Q.  Were these recordings intended for public consumption, or were they for the record label, artists, or manufacturers?  Were they popular in the general public?

 

Cahn:  These records were certainly for the general public. But, the vibraphone did not really achieve its height of popularity until the mid-1930s with the emergence of ‘swing’ music.  In the 1980s I interviewed Red Norvo in Toronto.  He said that in the early 1930s he was a xylophonist at NBC-radio in New York City.  One day in the mid-1930s he came into the radio studio for a broadcast and, at the decision of the NBC upper-brass, all of the xylophones had been replaced by vibraphones.  A decision had been made that xylophones were ‘old-hat’ and vibraphones were ‘in’; along with the new taste for swing music.

 

Q.  Are there solo recordings produced after 1927 that utilize the damper pedal?

 

Cahn:  On one of the Green Brothers’ Victor records for vibra-harp and chimes (‘Goin’ Home’ – Victor 25669E, ca. 1937) the damper pedal is clearly used on the chord changes.  As for the other dance orchestras listed above, because of the masking of the sound by the other instruments in the ensemble I am unable to tell whether or not a damper pedal was used.

 

Q. Was there any published solo vibraphone prior to Musser’s ‘Master Solo Arrangements for Vibraphone’?  He states in the preface that it is the first published vibraphone music.  Is that true as far as you know?

 

Cahn:  I have a ‘Premier Modern Tutor for Xylophone and Vibraphone’ by Harry Robbins published by the Premier Drum Co.
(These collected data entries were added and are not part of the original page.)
PR #48, opened 2021-06-10
better interface with alertmanager

### LINKED ISSUE #47: config_hash calculated incorrectly
https://github.com/canonical/prometheus-operator/blob/56c820f5cd093846fc0fe0f642e087f5782d30d9/src/charm.py#L91

`config_hash` may be the same value even for different strings:
```
>>> prometheus_config1 = "{'global': {'scrape_interval': '1m', 'scrape_timeout': '10s', 'evaluation_interval': '1m'}, 'scrape_configs': [{'job_name': 'prometheus', 'scrape_interval': '5s', 'scrape_timeout': '5s', 'metrics_path': '/metrics', 'honor_timestamps': True, 'scheme': 'http', 'static_configs': [{'targets': ['localhost:9090']}]}], 'alerting': {'alertmanagers': [{'static_configs': [{'targets': ['10.1.157.127', '10.1.157.71', '10.1.157.74']}]}]}}"
>>> prometheus_config2 = "{'global': {'scrape_interval': '1m', 'scrape_timeout': '10s', 'evaluation_interval': '1m'}, 'scrape_configs': [{'job_name': 'prometheus', 'scrape_interval': '5s', 'scrape_timeout': '5s', 'metrics_path': '/metrics', 'honor_timestamps': True, 'scheme': 'http', 'static_configs': [{'targets': ['localhost:9090']}]}], 'alerting': {'alertmanagers': [{'static_configs': [{'targets': ['10.1.157.127', '10.1.157.71', '10.1.157.72', '10.1.157.74']}]}]}}"
>>> str(hashlib.md5(str(prometheus_config1).encode('utf-8')))
'<md5 HASH object @ 0x7f54ddcdfa10>'
>>> str(hashlib.md5(str(prometheus_config2).encode('utf-8')))
'<md5 HASH object @ 0x7f54ddcdfa10>'
```
A call to `.hexdigest()` is missing:
```
>>> hashlib.md5(str(prometheus_config1).encode('utf-8')).hexdigest()
'48e7ae9dce66f3022a3b5342e002c356'
>>> hashlib.md5(str(prometheus_config2).encode('utf-8')).hexdigest()
'6e1dcd35bee04b36d76674128782230b'
```

sed-i:
Updates to prometheus, to go with corresponding [changes in alertmanager](https://github.com/canonical/alertmanager-operator/pull/7).

### DIFF
--- a/lib/charms/alertmanager_k8s/v0/alertmanager.py
+++ b/lib/charms/alertmanager_k8s/v0/alertmanager.py
@@ -1,0 +1,132 @@
+#!/usr/bin/env python3
+# Copyright 2021 Canonical Ltd.
+# See LICENSE file for licensing details.
+
+""" # AlertmanagerConsumer library
+
+This library is design to be used by a charm consuming or providing the alertmanager-k8s relation.
+"""
+
+import ops
+from ops.framework import StoredState
+from ops.relation import ConsumerBase, ProviderBase
+from ops.charm import CharmBase
+
+from typing import List
+import logging
+
+LIBID = "abcdef1234"  # Unique ID that refers to the library forever
+LIBAPI = 0    # Must match the major version in the import path.
+LIBPATCH = 1  # The current patch version. Must be updated when changing.
+
+logger = logging.getLogger(__name__)
+
+
+class AlertmanagerConsumer(ConsumerBase):
+    """A "consumer" handler to be used by charms that relate to Alertmanager.
+    This consumer auto-registers relation events on behalf of the user and communicates information
+    directly via `_stored` TODO: have a documented contract and act on it in the "available" hook.
+
+    Arguments:
+            charm (CharmBase): consumer charm
+            relation_name (str): from consumer's metadata.yaml
+            consumes (dict): provider specifications
+            multi (bool): multiple relations flag
+
+    Attributes:
+            charm (CharmBase): consumer charm
+    """
+    _stored: StoredState
+
+    def __init__(self, charm: CharmBase, relation_name: str, consumes: dict, multi: bool = False):
+        super().__init__(charm, relation_name, consumes, multi)
+        self.charm = charm
+        self._consumer_relation_name = relation_name  # from consumer's metadata.yaml
+        # self._provider_relation_name = "alerting"  # from alertmanager's metadata.yaml
+
+        self.framework.observe(self.charm.on[self._consumer_relation_name].relation_changed,
+                               self._on_relation_changed)
+        self.framework.observe(self.charm.on[self._consumer_relation_name].relation_departed,
+                               self._on_relation_departed)
+        self.framework.observe(self.charm.on[self._consumer_relation_name].relation_broken,
+                               self._on_relation_broken)
+
+        self._stored.set_default(alertmanagers={})
+
+    def _on_relation_changed(self, event: ops.charm.RelationChangedEvent):
+        """This hook stores locally the address of the newly-joined alertmanager.
+        This is needed for consumers such as prometheus, which should be aware of all alertmanager
+        instances.
+        """
+        if event.unit:  # event.unit may be `None` in the case of app data change
+            # Save locally the public IP address of the alertmanager unit
+            if address := event.relation.data[event.unit].get("public_address"):
+                # TODO consider storing in unit data instead of StoredState
+                self._stored.alertmanagers[event.unit.name] = address
+
+                # inform consumer about the change
+                # manually emitting the "available" event until scale-up/scale-down "ready" flag is fixed
+                self.on.available.emit()
+
+    def get_cluster_info(self) -> List[str]:
+        """Returns a list of ip addresses of all the alertmanager units
+        """
+        return sorted(list(self._stored.alertmanagers.values()))
+
+    def _on_relation_departed(self, event: ops.charm.RelationDepartedEvent):
+        """This hook removes the address of the departing alertmanager from its local store.
+        This is needed for consumers such as prometheus, which should be aware of all alertmanager
+        instances.
+        """
+        if self._stored.alertmanagers.pop(event.unit.name, None):
+            # inform consumer about the change
+            # manually emitting the "available" event until scale-up/scale-down "ready" flag is fixed
+            self.on.available.emit()
+
+    def _on_relation_broken(self, event: ops.charm.RelationBrokenEvent):
+        self._stored.alertmanagers.clear()
+        # inform consumer about the change
+        # manually emitting the "available" event until scale-up/scale-down "ready" flag is fixed
+        self.on.available.emit()
+
+
+class AlertmanagerProvider(ProviderBase):
+    """A "provider" handler to be used by the Alertmanager charm for abstracting away all the
+    communication with consumers.
+    This provider auto-registers relation events on behalf of the main Alertmanager charm.
+
+    Arguments:
+            charm (CharmBase): consumer charm
+            service_name (str): a name for the provided service
+            consumes (dict): provider specifications
+            multi (bool): multiple relations flag
+
+    Attributes:
+            charm (CharmBase): the Alertmanager charm
+    """
+    _provider_relation_name = "alerting"
+    _public_api_port: int = 9093  # public port may not be the same as AlertmanagerCharm._api_port
+
+    def __init__(self, charm, service_name: str, version: str = None):
+        super().__init__(charm, self._provider_relation_name, service_name, version)
+        self.charm = charm
+        self._service_name = service_name
+
+        events = self.charm.on[self._provider_relation_name]
+        self.framework.observe(events.relation_joined, self._on_relation_joined)
+
+        # No need to observe `relation_departed` or `relation_broken`: data bags are auto-updated
+        # so both events are address on the consumer side.
+        self.framework.observe(events.relation_joined, self._on_relation_joined)
+
+    def _on_relation_joined(self, event: ops.charm.RelationJoinedEvent):
+        """This hook stores the public address of the newly-joined "alerting" relation in the
+        corresponding data bag.
+        This is needed for consumers such as prometheus, which should be aware of all alertmanager
+        instances.
+        """
+        # "ingress-address" is auto-populated incorrectly so rolling my own, "public_address"
+        event.relation.data[self.charm.unit]["public_address"] = "{}:{}".format(
+            self.model.get_binding(event.relation).network.bind_address,
+            self._public_api_port
+        )
--- a/lib/charms/alertmanager_k8s/v0/alertmanager.py
+++ b/lib/charms/alertmanager_k8s/v0/alertmanager.py
@@ -8,7 +8,7 @@ This library is design to be used by a charm consuming or providing the alertman
 """
 
 import ops
-from ops.framework import StoredState
+from ops.framework import StoredState, EventSource, EventBase
 from ops.relation import ConsumerBase, ProviderBase
 from ops.charm import CharmBase
 
@@ -16,16 +16,46 @@ from typing import List
 import logging
 
 LIBID = "abcdef1234"  # Unique ID that refers to the library forever
-LIBAPI = 0    # Must match the major version in the import path.
+LIBAPI = 0  # Must match the major version in the import path.
 LIBPATCH = 1  # The current patch version. Must be updated when changing.
 
 logger = logging.getLogger(__name__)
 
 
+class ClusterChanged(EventBase):
+    """Event raised when an alertmanager cluster is changed.
+
+    If an alertmanager unit is added to or removed from a relation,
+    then a :class:`ClusterChanged` event is raised.
+    """
+
+    def __init__(self, handle, data=None):
+        super().__init__(handle)
+        self.data = data
+
+    def snapshot(self):
+        """Save relation data."""
+        return {"data": self.data}
+
+    def restore(self, snapshot):
+        """Restore relation data."""
+        self.data = snapshot["data"]
+
+
 class AlertmanagerConsumer(ConsumerBase):
     """A "consumer" handler to be used by charms that relate to Alertmanager.
+
     This consumer auto-registers relation events on behalf of the user and communicates information
-    directly via `_stored` TODO: have a documented contract and act on it in the "available" hook.
+    directly via `_stored`
+    Every change in the alertmanager cluster emits a :class:`ClusterChanged` event that the
+    consumer charm can register and handle, for example:
+
+        self.framework.observe(self.alertmanager_lib.cluster_changed,
+                               self._on_alertmanager_cluster_changed)
+
+    The updated alertmanager cluster can then be obtained via the
+
+    This consumer library expect the consumer charm to register the `get_cluster_info` method.
 
     Arguments:
             charm (CharmBase): consumer charm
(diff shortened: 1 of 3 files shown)


src/charm.py
```diff
@@ -88,7 +95,7 @@ def _configure(self):
         # check if configuration file has changed and if so push the
         # new config file to the workload container
         prometheus_config = self._prometheus_config()
-        config_hash = str(hashlib.md5(str(prometheus_config).encode('utf-8')))
+        config_hash = hashlib.md5(str(prometheus_config).encode('utf-8')).hexdigest()
```
balbirthomas, line 98: Thanks. Although it may be more appropriate if a  separate PR was created just for this issue so that it can be merged without waiting for this draft PR and besides the two change sets are unrelated.

lib/charms/alertmanager_k8s/v0/consumer.py
```diff
@@ -0,0 +1,106 @@
...
+        self.framework.observe(self.charm.on[self._consumer_relation_name].relation_changed,
+                               self._on_relation_changed)
+        self.framework.observe(self.charm.on[self._consumer_relation_name].relation_departed,
+                               self._on_relation_departed)
+        self.framework.observe(self.charm.on[self._consumer_relation_name].relation_broken,
+                               self._on_relation_broken)
+
+        self._stored.set_default(alertmanagers={})
+
+    def _on_relation_changed(self, event: ops.charm.RelationChangedEvent):
```
balbirthomas, line 56: I am curious to understand why you choose to make the consumer (rather than the provider) responsible for aggregating "public address" of all Alertmanager peers. In the same vein I would be interested in your rationale for using stored state in the charm library to store this list rather than application data.

lib/charms/alertmanager_k8s/v0/consumer.py
```diff
@@ -0,0 +1,106 @@
...
+        instances.
+        """
+        if event.unit:  # event.unit may be `None` in the case of app data change
+            # Save locally the public IP address of the alertmanager unit
+            if address := event.relation.data[event.unit].get("public_address"):
+                # TODO consider storing in unit data instead of StoredState
+                self._stored.alertmanagers[event.unit.name] = address
+
+                # inform consumer about the change
+                self.on.available.emit()
```
balbirthomas, line 68: Doesn't this mean there will be two `available` events emitted for each joined unit (since the ConsumerBase also emits one) ? Is that the intention ?  Instead would it be possible to just ensure that `get_cluster_info()` provides the required list of addresses to Prometheus when `Prometheus.AlertmanagerConsumer` raises `available` ?

lib/charms/alertmanager_k8s/v0/consumer.py
```diff
@@ -0,0 +1,106 @@
...
+        self.charm = charm
+        self._consumer_relation_name = relation_name  # from consumer's metadata.yaml
+        # self._provider_relation_name = "alerting"  # from alertmanager's metadata.yaml
+
+        self.framework.observe(self.charm.on[self._consumer_relation_name].relation_changed,
+                               self._on_relation_changed)
+        self.framework.observe(self.charm.on[self._consumer_relation_name].relation_departed,
+                               self._on_relation_departed)
+        self.framework.observe(self.charm.on[self._consumer_relation_name].relation_broken,
+                               self._on_relation_broken)
```
balbirthomas, line 52: What should happen when alertmanager is upgraded and no longer compatible with Prometheus. Can this happen ?

src/charm.py
```diff
@@ -36,10 +37,10 @@ def __init__(self, *args):
         self.framework.observe(self.on.prometheus_pebble_ready, self._on_pebble_ready)
         self.framework.observe(self.on.config_changed, self._on_config_changed)
         self.framework.observe(self.on.stop, self._on_stop)
-        self.framework.observe(self.on['alertmanager'].relation_changed,
-                               self._on_alertmanager_changed)
-        self.framework.observe(self.on['alertmanager'].relation_broken,
-                               self._on_alertmanager_broken)
+        # self.framework.observe(self.on['alertmanager'].relation_changed,
```
balbirthomas, line 40: Why not just delete it instead of commenting it out ? Or are you planning to uncomment it in a future revision of this draft ?

src/charm.py
```diff
@@ -50,6 +51,12 @@ def __init__(self, *args):
             self.framework.observe(self.prometheus_provider.on.targets_changed,
                                    self._on_scrape_targets_changed)
 
+        self.alertmanager_lib = AlertmanagerConsumer(self,
+                                                     relation_name="alertmanager",
+                                                     consumes={'alertmanager': '>0.0.0'})
```
balbirthomas, line 56: If I remember correctly you can also pass None for version if there is no restriction on version. Please do check this if you want to do it that way. Also I presume you have indeed ascertained that any Prometheus version will work with any version of Alertmanager.

src/charm.py
```diff
@@ -50,6 +51,12 @@ def __init__(self, *args):
...
+        self.framework.observe(self.alertmanager_lib.on.available,
```
balbirthomas, line 57: Very minor style comment. Do you think of the composition here as "a Prometheus object contains annAlertmanager Library" object or "a Prometheus object contains and Altermanager Consumer" object or even just and "Alertmanager" object.

src/charm.py
```diff
@@ -135,33 +142,8 @@ def _on_grafana_changed(self, event):
...
-
-        When an Alertmanager departs it is removed from the list
-        of currently available Alertmanagers, the Prometheus configuration
-        is updated and Prometheus is restarted.
-        """
-        if not self.unit.is_leader():
-            return
-        self._stored.alertmanagers.clear()
+    def _on_alertmanager_cluster_changed(self, event):
+        self._stored.alertmanagers = self.alertmanager_lib.get_cluster_info()
```
balbirthomas, line 146: Is there any reason to store the list of alert managers both in the AlertmanagerConsumer library and the Prometheus Charm ? Why not just integrate it into `_alerting_config()` ?

tests/test_charm.py
```diff
@@ -64,14 +64,14 @@ def test_alerting_config_is_updated_by_alertmanager_relation(self, push):
...
-        # check alerting config is updated when a alertmanager joins
-        self.harness.update_relation_data(rel_id,
-                                          'alertmanager',
-                                          {
-                                              'addrs': '["192.168.0.1:9093"]'
-                                          })
-        config = push.call_args[0]
-        self.assertEqual(alerting_config(config), SAMPLE_ALERTING_CONFIG)
+        # # check alerting config is updated when a alertmanager joins
+        # self.harness.update_relation_data(rel_id,
```
balbirthomas, line 68: Same question about when not just delete rather than commenting it out. PS: I have not check test coverage since this is a draft. I trust your workmanship here.

tests/test_charm.py
```diff
@@ -83,13 +83,13 @@ def test_alerting_config_is_removed_when_alertmanager_is_broken(self, push):
...
         self.assertIsInstance(rel_id, int)
         self.harness.add_relation_unit(rel_id, 'alertmanager/0')
-        self.harness.update_relation_data(rel_id,
-                                          'alertmanager',
-                                          {
-                                              'addrs': '["192.168.0.1:9093"]'
-                                          })
-        config = push.call_args[0]
-        self.assertEqual(alerting_config(config), SAMPLE_ALERTING_CONFIG)
+        # self.harness.update_relation_data(rel_id,
```
balbirthomas, line 86: ditto.

balbirthomas (approved):

lib/charms/alertmanager_k8s/v0/consumer.py
```diff
@@ -0,0 +1,106 @@
...
+            relation_name (str): from consumer's metadata.yaml
+            consumes (dict): provider specifications
+            multi (bool): multiple relations flag
+
+    Attributes:
+            charm (CharmBase): consumer charm
+    """
+    _stored: StoredState
+
+    def __init__(self, charm: ops.charm.CharmBase, relation_name, consumes, multi=False):
```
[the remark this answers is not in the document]
rbarry82: It's odd to just have a typing hint on one of the arguments also.

I'd suggest importing `CharmBase` so this looks cleaner and/or also including types for the rest of the non-`self` arguments.

lib/charms/alertmanager_k8s/v0/consumer.py
sed-i: This reflects my current understanding, and was tested successfully on 2.9.3 and 2.9.5.
I opened an [issue](https://github.com/canonical/alertmanager-operator/issues/8) to refactor this into relation data.

src/charm.py
sed-i: #49

lib/charms/alertmanager_k8s/v0/consumer.py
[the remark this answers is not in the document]
sed-i: Changed to `CharmBase` and added remaining annotations.

lib/charms/alertmanager_k8s/v0/consumer.py
sed-i: In that case there will be a "WARNING" entry in the log about incompatibility.
Unless you meant something else?

src/charm.py
sed-i: Removed

src/charm.py
sed-i: IIRC, `None` was producing a WARNING in the log. Regardless, it's good to have it versioned.
After we merge the alertmanager PR, I can change this to correspond.

src/charm.py
sed-i: The `_lib` follows the graylog pattern. I am trying to think of it as a library for prom.

src/charm.py
sed-i: I intentionally kept changes to the prom op to a minimum, to focus on the interface only.

lib/charms/alertmanager_k8s/v0/consumer.py
balbirthomas: ok. so you are leaving that to the base class.That is fine as long as you are aware.

src/charm.py
balbirthomas: Thanks. I will look at that warning and think about it. Do paste that warning if you will. And if you care try empty string too.

src/charm.py
balbirthomas: Your call. As I said this is only a style question. I was trying to get you to reflect upon if objects in your programming model compose other objects or libraries ?

src/charm.py
balbirthomas: Can I request you to create a ticket for future refactor either in prometheus repo or alertmanager repo or both, if you agree that a refactor here may be a good idea. I think it does not make sense to store it in two places. Even more it does not make sense to store it at all. You already have a ticket to that effect (i.e. to use app data).

lib/charms/alertmanager_k8s/v0/consumer.py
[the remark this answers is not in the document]
balbirthomas: Hmmm... If you must annotate IMHO it is best sparingly done only when required, if type is not obvious, or complex (cf. [non-goals](https://www.python.org/dev/peps/pep-0526/#non-goals))

jameinel:
I think you are misreading non-goals. "Third party packages will have to be
developed to implement such functionality". The non goal is that core
python won't do it, but mypy and other tools *do*.
As do code editors that then let you do autocomplete on attributes, etc.

I believe OF went with all public methods should have type annotations.

John
=:->

lib/charms/alertmanager_k8s/v0/consumer.py
balbirthomas: Of course Prometheus will have to "pull" from consumer lib using `get_cluster_info()`. I mean `ConsumerBase` emits `ProviderAvailable` if the provider and consumer are compatible. How does this check for compatibility factor into the workflow being proposed in this PR. Can it happen that `ConsumerBase` emits `ProviderInvalid` but `AlertmanagerConsumer` emits `ProviderAvailable` in response to the same relation changed event ?

balbirthomas:
> I think you are misreading non-goals. "Third party packages will have to be developed to implement such functionality".  I believe OF went with all public methods should have type annotations. 

I would distinguish between OF, charm and charm library. While a charm has a very sparing "public interface" a charm library does indeed have some. Providing annotations in public interfaces (particularly for complex types) would be reasonable. But mandating it for every string, int etc. I fear will unnecessarily clutter code.

lib/charms/alertmanager_k8s/v0/consumer.py
sed-i: That is a very good point.
That seems to suggest we should consider a custom event after all?

balbirthomas: Custom event would certainly be one way. I am always looking for the "simplest" way. I have not dug deep into this as I trust you are in a better position to do that and trust your judgement. But if you would like to keep things simple kindly do consider if it is possible that the `AlertmanagerConsumer` charm library exposes just one function `get_cluster_info()` and nothing else (no event handler). Since Prometheus just needs the list of alertmangers any time one of the `ConsumerBase` events fire.

tests/test_charm.py
sed-i: removed alertmanager test

tests/test_charm.py
sed-i: removed alertmanager test

src/charm.py
sed-i: removed `_stored.alertmanagers`

lib/charms/alertmanager_k8s/v0/consumer.py
sed-i: I tested without manually emitting, and occasionally there are misses. I'll keep it in for now until the `ready` flag on scale-up/down is resolved.

lib/charms/alertmanager_k8s/v0/alertmanager.py
```diff
@@ -0,0 +1,132 @@
...
+    _provider_relation_name = "alerting"
+    _public_api_port: int = 9093  # public port may not be the same as AlertmanagerCharm._api_port
+
+    def __init__(self, charm, service_name: str, version: str = None):
+        super().__init__(charm, self._provider_relation_name, service_name, version)
+        self.charm = charm
+        self._service_name = service_name
+
+        events = self.charm.on[self._provider_relation_name]
+        self.framework.observe(events.relation_joined, self._on_relation_joined)
```
balbirthomas, line 116: Isn't like 116 a duplicate of line 120 or am I missing something ?

lib/charms/alertmanager_k8s/v0/consumer.py
balbirthomas: I do not see how `ready` flag will solve the issue being raised here.

lib/charms/alertmanager_k8s/v0/alertmanager.py
sed-i: Removed.

lib/charms/alertmanager_k8s/v0/consumer.py
dstathis: Resolving conversation as a custom event is now used.

src/charm.py
dstathis: changed

sed-i:
The changes in this PR are already covered by #65. Closing.

sed-i:
taking over https://github.com/canonical/prometheus-operator/pull/65

lib/charms/alertmanager_k8s/v0/alertmanager.py
```diff
@@ -0,0 +1,175 @@
...
+
+import ops
+from ops.framework import StoredState, EventSource, EventBase
+from ops.relation import ConsumerBase, ProviderBase
+from ops.charm import CharmBase
+
+from typing import List
+import logging
+
+LIBID = "abcdef1234"  # Unique ID that refers to the library forever
```
balbirthomas, line 18: You will need to make another pull request when you finally set the correct LIBID. Since you are in the process of making a bundle. It may be a good idea to finalize your alertmanager library and then merge this PR.

balbirthomas (approved):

Ltd. in London England.  There is no copyright date but from the pre-swing style of the lessons and the songs included in the back of the book – ‘Annie Laurie’, ‘Auld Lang Syne’ – I would guess it was published in the early 1930s.   I am as yet unaware of any original works – comparable, for example, to the original compositions for solo xylophone of that era – published for the vibraphone outside of the vibraphone method books mentioned above.